PR #593, opened 2023-07-17
chore: Introduce the core namespace

elliottt:
Rename `fastly::core` to just `core`, and move other symbols from the core directory into the `core` namespace.


guybedford (approved):
Thanks for doing this one.

PR #594, opened 2023-07-17
chore: Split the event loop out of js-compute-builtins.cpp

elliottt:
Move the event loop to its own file, and fix a memory leak with timer management. (We weren't deleting `Timer`s that had been allocated with `new`, so I switched to storing `std::unique_ptr<Timer>` values to ensure that they get free'd.)


guybedford (approved):
Would be nice if we could separate the exact HTTP APis from the event loop code a bit better, but this seems a good separation to make overall.

PR #962, opened 2024-09-11
fix: windows support & windows ci

guybedford:
Finally hit the first major StarlingMonkey regression with Windows support inadvertently broken on the StarlingMonkey upgrade path.

This resolves that and also adds a Windows and Mac CI for the CLI tests to avoid future regressions.

One of the major issues here is cloning the repo itself on Windows, because of the use of `:` in paths. As a simple workaround for now I've added a script which will remove and add the fastly prefix across documentation pages, which is then run just before building the docs.


elliottt (approved):
:ship:

PR #972, opened 2024-09-13
Update to weval 0.3.2.

cfallin:
This update pulls in the latest changes, mainly revolving around weval's move to the Bytecode Alliance as a Hosted Project, in its new repository at [bytecodealliance/weval](https://github.com/bytecodealliance/weval).

### DIFF
--- a/integration-tests/js-compute/fixtures/app/src/compute.js
+++ b/integration-tests/js-compute/fixtures/app/src/compute.js
@@ -8,7 +8,7 @@ routes.set('/compute/get-vcpu-ms', () => {
   ok(cpuTime > 0);
   ok(cpuTime < 3000);
   const arr = [];
-  for (let i = 0; i < 10_000; i++) {
+  for (let i = 0; i < 1_000_000; i++) {
     arr.push(i);
   }
   const cpuTime2 = vCpuTime();
--- a/package-lock.json
+++ b/package-lock.json
@@ -10,8 +10,8 @@
       "license": "Apache-2.0",
       "dependencies": {
         "@bytecodealliance/jco": "^1.5.0",
+        "@bytecodealliance/weval": "^0.3.2",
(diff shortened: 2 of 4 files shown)


cfallin:
@guybedford the `get-vcpu-ms` test is failing under weval [here](https://github.com/fastly/js-compute-runtime/actions/runs/10856556928/job/30131641655?pr=972); do you think we could update the logic to accept "arbitrarily fast" execution (i.e., [here](https://github.com/fastly/js-compute-runtime/blob/0dcff5831745053cbb6ec687a6d5435860126fc8/integration-tests/js-compute/fixtures/app/src/compute.js#L15-L16), accept the case where `cpuTime2 == cpuTime`) so it's not as flaky?

guybedford:
@cfallin it feels to me like we can only say we've tested the host call if we can verify the progression of time. Therefore I'd rather extend the test to write more performance intensive code to ensure we do use vcpu time, if you're okay with that approach?

guybedford:
That said, it is unfortunate this hostcall is in milliseconds and not microseconds.

cfallin:
Sure -- just upped the loop count again; let's see if this works!

cfallin:
Hmm, now it's flaking in the debug build. I'm still not sure that adjusting the knob *just right* to get runtime right for the test won't bite us later; timing-dependent tests in general are harder to keep working. Perhaps we can mock the vCPU-time passage somehow (test endpoint or switch in Viceroy to increment ms on every hostcall or something like that)?

guybedford:
I've added a change for this in https://github.com/fastly/js-compute-runtime/pull/971 which I'll land shortly so the rebase should no longer be flaky.

So for now, just revert the vcpu test change here and then as soon as we rebase this PR it should be okay.

Will aim to land and release still this afternoon if I can.

guybedford (approved):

» EXERCISE DIRECTIONS
Where does "ensure" appear in the records above? Copy every line that has it.

» YOUR RESPONSE
Move the event loop to its own file, and fix a memory leak with timer management. (We weren't deleting `Timer`s that had been allocated with `new`, so I switched to storing `std::unique_ptr<Timer>` values to ensure that they get free'd.)
@cfallin it feels to me like we can only say we've tested the host call if we can verify the progression of time. Therefore I'd rather extend the test to write more performance intensive code to ensure we do use vcpu time, if you're okay with that approach?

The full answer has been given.